Issue #472, opened 2023-02-03
add `optional` and `default` values to some properties


tnolet:
The following properties can easily be given defaults and should be marked optional in the types

# ApiCheck

https://github.com/checkly/checkly-cli/blob/5a18ea807be9aeb9000cf7b803c5ecc56be3269c/packages/cli/src/constructs/api-check.ts#L81

- `degradedResponseTime: 5`
- `maxResponseTime: 20`
-  `followRedirects`: true,
-  `skipSsl`: false,
-  `assertions`: []

```
export class ApiCheck extends Check {
  request: Request
  localSetupScript?: string
  localTearDownScript?: string
  degradedResponseTime: number
  maxResponseTime: number
```

# AlertChannelProps

https://github.com/checkly/checkly-cli/blob/5a18ea807be9aeb9000cf7b803c5ecc56be3269c/packages/cli/src/constructs/alert-channel.ts#L3

I think all the props here can have sane defaults and should be optional:

- `sendRecovery: true`
- `sendFailure: true`
- `sendDegraded: true`
- `sslExpiry: true`
- `sslExpiryThreshold: 30`

```
export interface AlertChannelProps {
  /**
   * Determines if an alert should be send for check recoveries.
   */
  sendRecovery: boolean
  /**
   * Determines if an alert should be send for check failures.
   */
  sendFailure: boolean
  /**
   * Determines if an alert should be send when a check is degraded.
   */
  sendDegraded: boolean
  /**
   * Determines if an alert should be send for expiring SSL certificates.
   */
  sslExpiry: boolean
  /**
   * At what moment in time to start alerting on SSL certificates.
   */
  sslExpiryThreshold: number
```

# CheckGroup

https://github.com/checkly/checkly-cli/blob/5a18ea807be9aeb9000cf7b803c5ecc56be3269c/packages/cli/src/constructs/check-group.ts#L30

these should be optional like they are for the `Check` interface

 - `activated`: true,
-  `muted`: false,
-  `runtimeId`: account default,
-  `tags`: []
-   `environmentVariables`: [],
-  `apiCheckDefaults`: {},
-  `browserCheckDefaults`: {},

clample:
For the implementation, I think that we should try to put these in Joi defaults in the backend.

We could also add defaults in the checkly-cli, but I think that having the defaults in the backend gives us more flexibility for updating things later on.

tnolet:
[...]

PR #480, opened 2023-02-06
feat: enable default values for API checks

clample:

### Notes for the reviewer
Relates to https://github.com/checkly/checkly-cli/issues/472

We already have sensible defaults for API check values in the backend. These are added via Joi and the DB (in the case of `followRedirects`). This PR makes some fields optional - the defaults will be used in this case.

* `degradedResponseTime`: 10000 (higher than the one mentioned in the issue, but it's worth the consistency with the public API + TF)
* `maxResponseTime`: 20000
* `followRedirects`: true
* `skipSsl`: false
* `assertions`: []


umutuzgur (approved):
LGTM

PR #482, opened 2023-02-06
feat: enable default values for groups

clample:

## Affected Components
* [x] CLI
* [ ] Create CLI
* [ ] Test
* [ ] Docs
* [ ] Examples
* [ ] Other

## Notes for the Reviewer
Relates to https://github.com/checkly/checkly-cli/issues/472

We already have sensible defaults for check groups in the backend - added in the level Joi and DB level. With this PR, users can more easily create check groups with the default values:

`activated`: true
`muted`: false
`runtimeId`: `null`. In this case the runtimeId from the account will be used as a fallback.
`tags`: `[]`
`concurrency`: 3. This field wasn't mentioned in the GH issue, but I think that it makes sense to enable the default here as well.
`environmentVariables`: `[]`

`apiCheckDefaults` and `browserCheckDefaults` can also be skipped. This default comes from checkly-cli rather than the backend.

### DIFF
--- a/packages/cli/src/constructs/check-group.ts
+++ b/packages/cli/src/constructs/check-group.ts
@@ -35,15 +35,15 @@ export interface CheckGroupProps {
   /**
    * Determines if the checks in the group are running or not.
    */
-  activated: boolean
+  activated?: boolean
   /**
    * Determines if any notifications will be send out when a check in this group fails and/or recovers.
    */
-  muted: boolean
+  muted?: boolean
   /**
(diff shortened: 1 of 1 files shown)


umutuzgur:
Do we have a `concurrency` default? We didn't have it in the past so that is why I'm asking

umutuzgur (approved):

clample:
> Do we have a concurrency default? We didn't have it in the past so that is why I'm asking

We do have one in the public API Joi schema. I sent more details in private chat.

Issue #399, opened 2023-01-12
Improve error handling for non-allowed runLocation


clample:
### Context
When a user runs `checkly test` with a non-supported run location, we currently print the full failed HTTP response for each check that runs:

```
$ npx checkly test --location does-not-exist

Running 4 checks in does-not-exist.

src/__checks__/home.check.js
  - 404 page
  - Homepage
  - Homepage - fetch stats
src/services/docs/__checks__/docs-search.spec.js
  - docs-search.spec.js

4 pending, 4 total

Scheduler failure AxiosError: Request failed with status code 400
    at settle (/Users/clample/projects/checkly-cli/package/node_modules/axios/dist/node/axios.cjs:1855:12)
    at IncomingMessage.handleStreamEnd (/Users/clample/projects/checkly-cli/package/node_modules/axios/dist/node/axios.cjs:2712:11)
    at IncomingMessage.emit (node:events:525:35)
    at endReadableNT (node:internal/streams/readable:1358:12)
    at processTicksAndRejections (node:internal/process/task_queues:83:21) {
  code: 'ERR_BAD_REQUEST',
... lot't of additional output...
```

### Proposal
We should print something like:
```
$ npx checkly test --location does-not-exist

Unable to run checks on unsupported location "does-not-exist". Supported locations are:

eu-central-1
us-west-2
...print all locations...
```

### Implementation
One question is whether we want to keep a list of all supported locations in the client, or if we want to rely on information from the backend. I think that relying on information from the backend would be better, since users can use new locations without needing to upgrade the checkly-cli version.

tnolet:
@clample I think relying on the backend is also better.

PR #483, opened 2023-02-06
feat: refactor to add error handling [sc-0]

### LINKED ISSUE #398: Improve error message when an API key is deleted
Currently, when the API key has been deleted on Checkly we fail with the following error messages:
```
$ npx checkly whoami
Failed to find an account corresponding to the account id
```

```
$ npx checkly deploy
    AxiosError: Request failed with status code 401
    Code: ERR_BAD_REQUEST
```

Most users will be developers and will be able to figure out the issue with the 401 authentication failure. Still, it could improve DX if we return a more specific error for the case where an API key and Account ID is set, but we still get a 401:

> Authentication failed with Account ID "<account UUID>" and API key "<partly redacted API key>"

nahuelon:

## Affected Components
* [x] CLI
* [ ] Create CLI
* [ ] Test
* [x] Docs
* [ ] Examples
* [ ] Other

## Notes for the Reviewer
- Refactor Commands extending from a `BaseCommand` or `AuthCommand`
- Remove `Hooks` and move the logic to the `init()` method in the Base Commands
- Validate credentials and session on every auth command (`whoami`, `switch`, `test`, `deploy`)
- Add centralized error handling and standarize them, replacing all `console.error` and `Command.error` with `throw new Error()`
- Validate supported location when `npx checkly test --location=<one_location>`

- Complete `README.md` command arguments.

> Resolves #398 #399


umutuzgur:
You can also remove the `auth` fields in the commands. That was my custom solution because I didn't know about the init commands

packages/cli/src/commands/switch.ts
```diff
@@ -22,37 +24,41 @@ export default class Switch extends Command {
...
 
-    config.data.set('accountId', id)
-    config.data.set('accountName', name)
+      config.data.set('accountId', id)
+      config.data.set('accountName', name)
 
-    console.info(`Account switched to ${chalk.bold.blue(name)}`)
+      this.log(`Account switched to ${chalk.bold.blue(name)}`)
+    } catch (err: any) {
+      throw new Error(`Failed to switch account. ${err.response.data.message}`)
```
clample, line 61: Same comment as for `deploy.ts` - I think that `err.response.data.message` won't always be defined.

packages/cli/src/commands/test.ts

→ EXERCISE DETAILS: Keep the wording exact. Give all of the records again.

→ PROBLEM SOLUTION:
Issue #472, opened 2023-02-03
add `optional` and `default` values to some properties


tnolet:
The following properties can easily be given defaults and should be marked optional in the types

# ApiCheck

https://github.com/checkly/checkly-cli/blob/5a18ea807be9aeb9000cf7b803c5ecc56be3269c/packages/cli/src/constructs/api-check.ts#L81

- `degradedResponseTime: 5`
- `maxResponseTime: 20`
-  `followRedirects`: true,
-  `skipSsl`: false,
-  `assertions`: []

```
export class ApiCheck extends Check {
  request: Request
  localSetupScript?: string
  localTearDownScript?: string
  degradedResponseTime: number
  maxResponseTime: number
```

# AlertChannelProps

https://github.com/checkly/checkly-cli/blob/5a18ea807be9aeb9000cf7b803c5ecc56be3269c/packages/cli/src/constructs/alert-channel.ts#L3

I think all the props here can have sane defaults and should be optional:

- `sendRecovery: true`
- `sendFailure: true`
- `sendDegraded: true`
- `sslExpiry: true`
- `sslExpiryThreshold: 30`

```
export interface AlertChannelProps {
  /**
   * Determines if an alert should be send for check recoveries.
   */
  sendRecovery: boolean
  /**
   * Determines if an alert should be send for check failures.
   */
  sendFailure: boolean
  /**
   * Determines if an alert should be send when a check is degraded.
   */
  sendDegraded: boolean
  /**
   * Determines if an alert should be send for expiring SSL certificates.
   */
  sslExpiry: boolean
  /**
   * At what moment in time to start alerting on SSL certificates.
   */
  sslExpiryThreshold: number
```

# CheckGroup

https://github.com/checkly/checkly-cli/blob/5a18ea807be9aeb9000cf7b803c5ecc56be3269c/packages/cli/src/constructs/check-group.ts#L30

these should be optional like they are for the `Check` interface

 - `activated`: true,
-  `muted`: false,
-  `runtimeId`: account default,
-  `tags`: []
-   `environmentVariables`: [],
-  `apiCheckDefaults`: {},
-  `browserCheckDefaults`: {},

clample:
For the implementation, I think that we should try to put these in Joi defaults in the backend.

We could also add defaults in the checkly-cli, but I think that having the defaults in the backend gives us more flexibility for updating things later on.

tnolet:
[...]

PR #480, opened 2023-02-06
feat: enable default values for API checks

clample:

### Notes for the reviewer
Relates to https://github.com/checkly/checkly-cli/issues/472

We already have sensible defaults for API check values in the backend. These are added via Joi and the DB (in the case of `followRedirects`). This PR makes some fields optional - the defaults will be used in this case.

* `degradedResponseTime`: 10000 (higher than the one mentioned in the issue, but it's worth the consistency with the public API + TF)
* `maxResponseTime`: 20000
* `followRedirects`: true
* `skipSsl`: false
* `assertions`: []


umutuzgur (approved):
LGTM

PR #482, opened 2023-02-06
feat: enable default values for groups

clample:

## Affected Components
* [x] CLI
* [ ] Create CLI
* [ ] Test
* [ ] Docs
* [ ] Examples
* [ ] Other

## Notes for the Reviewer
Relates to https://github.com/checkly/checkly-cli/issues/472

We already have sensible defaults for check groups in the backend - added in the level Joi and DB level. With this PR, users can more easily create check groups with the default values:

`activated`: true
`muted`: false
`runtimeId`: `null`. In this case the runtimeId from the account will be used as a fallback.
`tags`: `[]`
`concurrency`: 3. This field wasn't mentioned in the GH issue, but I think that it makes sense to enable the default here as well.
`environmentVariables`: `[]`

`apiCheckDefaults` and `browserCheckDefaults` can also be skipped. This default comes from checkly-cli rather than the backend.

### DIFF
--- a/packages/cli/src/constructs/check-group.ts
+++ b/packages/cli/src/constructs/check-group.ts
@@ -35,15 +35,15 @@ export interface CheckGroupProps {
   /**
    * Determines if the checks in the group are running or not.
    */
-  activated: boolean
+  activated?: boolean
   /**
    * Determines if any notifications will be send out when a check in this group fails and/or recovers.
    */
-  muted: boolean
+  muted?: boolean
   /**
(diff shortened: 1 of 1 files shown)


umutuzgur:
Do we have a `concurrency` default? We didn't have it in the past so that is why I'm asking

umutuzgur (approved):

clample:
> Do we have a concurrency default? We didn't have it in the past so that is why I'm asking

We do have one in the public API Joi schema. I sent more details in private chat.

Issue #399, opened 2023-01-12
Improve error handling for non-allowed runLocation


clample:
### Context
When a user runs `checkly test` with a non-supported run location, we currently print the full failed HTTP response for each check that runs:

```
$ npx checkly test --location does-not-exist

Running 4 checks in does-not-exist.

src/__checks__/home.check.js
  - 404 page
  - Homepage
  - Homepage - fetch stats
src/services/docs/__checks__/docs-search.spec.js
  - docs-search.spec.js

4 pending, 4 total

Scheduler failure AxiosError: Request failed with status code 400
    at settle (/Users/clample/projects/checkly-cli/package/node_modules/axios/dist/node/axios.cjs:1855:12)
    at IncomingMessage.handleStreamEnd (/Users/clample/projects/checkly-cli/package/node_modules/axios/dist/node/axios.cjs:2712:11)
    at IncomingMessage.emit (node:events:525:35)
    at endReadableNT (node:internal/streams/readable:1358:12)
    at processTicksAndRejections (node:internal/process/task_queues:83:21) {
  code: 'ERR_BAD_REQUEST',
... lot't of additional output...
```

### Proposal
We should print something like:
```
$ npx checkly test --location does-not-exist

Unable to run checks on unsupported location "does-not-exist". Supported locations are:

eu-central-1
us-west-2
...print all locations...
```

### Implementation
One question is whether we want to keep a list of all supported locations in the client, or if we want to rely on information from the backend. I think that relying on information from the backend would be better, since users can use new locations without needing to upgrade the checkly-cli version.

tnolet:
@clample I think relying on the backend is also better.

PR #483, opened 2023-02-06
feat: refactor to add error handling [sc-0]

### LINKED ISSUE #398: Improve error message when an API key is deleted
Currently, when the API key has been deleted on Checkly we fail with the following error messages:
```
$ npx checkly whoami
Failed to find an account corresponding to the account id
```

```
$ npx checkly deploy
    AxiosError: Request failed with status code 401
    Code: ERR_BAD_REQUEST
```

Most users will be developers and will be able to figure out the issue with the 401 authentication failure. Still, it could improve DX if we return a more specific error for the case where an API key and Account ID is set, but we still get a 401:

> Authentication failed with Account ID "<account UUID>" and API key "<partly redacted API key>"

nahuelon:

## Affected Components
* [x] CLI
* [ ] Create CLI
* [ ] Test
* [x] Docs
* [ ] Examples
* [ ] Other

## Notes for the Reviewer
- Refactor Commands extending from a `BaseCommand` or `AuthCommand`
- Remove `Hooks` and move the logic to the `init()` method in the Base Commands
- Validate credentials and session on every auth command (`whoami`, `switch`, `test`, `deploy`)
- Add centralized error handling and standarize them, replacing all `console.error` and `Command.error` with `throw new Error()`
- Validate supported location when `npx checkly test --location=<one_location>`

- Complete `README.md` command arguments.

> Resolves #398 #399


umutuzgur:
You can also remove the `auth` fields in the commands. That was my custom solution because I didn't know about the init commands

packages/cli/src/commands/switch.ts
```diff
@@ -22,37 +24,41 @@ export default class Switch extends Command {
...
 
-    config.data.set('accountId', id)
-    config.data.set('accountName', name)
+      config.data.set('accountId', id)
+      config.data.set('accountName', name)
 
-    console.info(`Account switched to ${chalk.bold.blue(name)}`)
+      this.log(`Account switched to ${chalk.bold.blue(name)}`)
+    } catch (err: any) {
+      throw new Error(`Failed to switch account. ${err.response.data.message}`)
```
clample, line 61: Same comment as for `deploy.ts` - I think that `err.response.data.message` won't always be defined.

packages/cli/src/commands/test.ts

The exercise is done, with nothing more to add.